• [What the exercise asks] The response must contain every line below in which "from" appears.

Collected data entries
Issue #797, opened 2024-01-23
Migrate collector exporter self-observability from OpenCensus to OpenTelemetry


dashpole:
Using OpenTelemetry for self-observability metrics is now stable in the collector: https://github.com/open-telemetry/opentelemetry-collector/pull/9102.  OpenCensus metrics are still supported on the prometheus endpoint: https://github.com/open-telemetry/opentelemetry-collector/blob/7ade1016cf138965685e533f60ec83892d26abc6/service/internal/proctelemetry/config.go#L212, but the OpenCensus bridge is not used if you are exporting with OTLP, which we might want to support in the future.

Our OpenCensus usage:

We define `googlecloudmonitoring/point_count` and `googlecloudmonitoring/exemplar_attachments_dropped` in [exporter/collector/observability.go](https://github.com/GoogleCloudPlatform/opentelemetry-operations-go/blob/fda999eac0b4566cd4d32e1792318b7eb41d456d/exporter/collector/observability.go) using OpenCensus.  Migrating this to OpenTelemetry should be straightforward.

We also use [ocgrpc](go.opencensus.io/plugin/ocgrpc) in the collector exporter: https://github.com/GoogleCloudPlatform/opentelemetry-operations-go/blob/fda999eac0b4566cd4d32e1792318b7eb41d456d/exporter/collector/config.go#L263.  Migrating this to OTel may be tricky, as we would need to either migrate to otelgrpc, or to gRPC's upcoming self-observability metrics: https://github.com/grpc/proposal/blob/master/A66-otel-stats.md.  This is likely to be a breaking change, which we will need to migrate with a featuregate.

dashpole:
cc @braydonk @quentinmit

dashpole:
The OC bridge has now been removed: https://github.com/open-telemetry/opentelemetry-collector/pull/10406

This means we have now lost any opencensus-based metrics, and recent versions will no longer have these.

We don't need a feature gate, since the old metrics have already been removed (and there is no way for us to bring them back).

dashpole:
Self-observability metrics have been missing since v0.104.0, and can be re-enabled by setting the service.disableOpenCensusBridge feature gate to false.  Starting in v0.106.0, it was updated to stable, and OC metrics can no longer be re-enabled

PR #885, opened 2024-08-26
Migrate collector self-observability from OpenCensus to OpenTelemetry

dashpole:
Fixes https://github.com/GoogleCloudPlatform/opentelemetry-operations-go/issues/797

## Changes

This migrates two uses of OpenCensus:

* go.opencensus.io/plugin/ocgrpc -> google.golang.org/grpc/stats/opentelemetry
* Custom instrumentation:
    * googlecloudmonitoring/point_count
    * googlecloudmonitoring/exemplar_attachments_dropped
    
This includes:

* Update gRPC v1.64.1 -> v1.65.0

• [Output for this exercise]
Migrate collector exporter self-observability from OpenCensus to OpenTelemetry
Migrate collector self-observability from OpenCensus to OpenTelemetry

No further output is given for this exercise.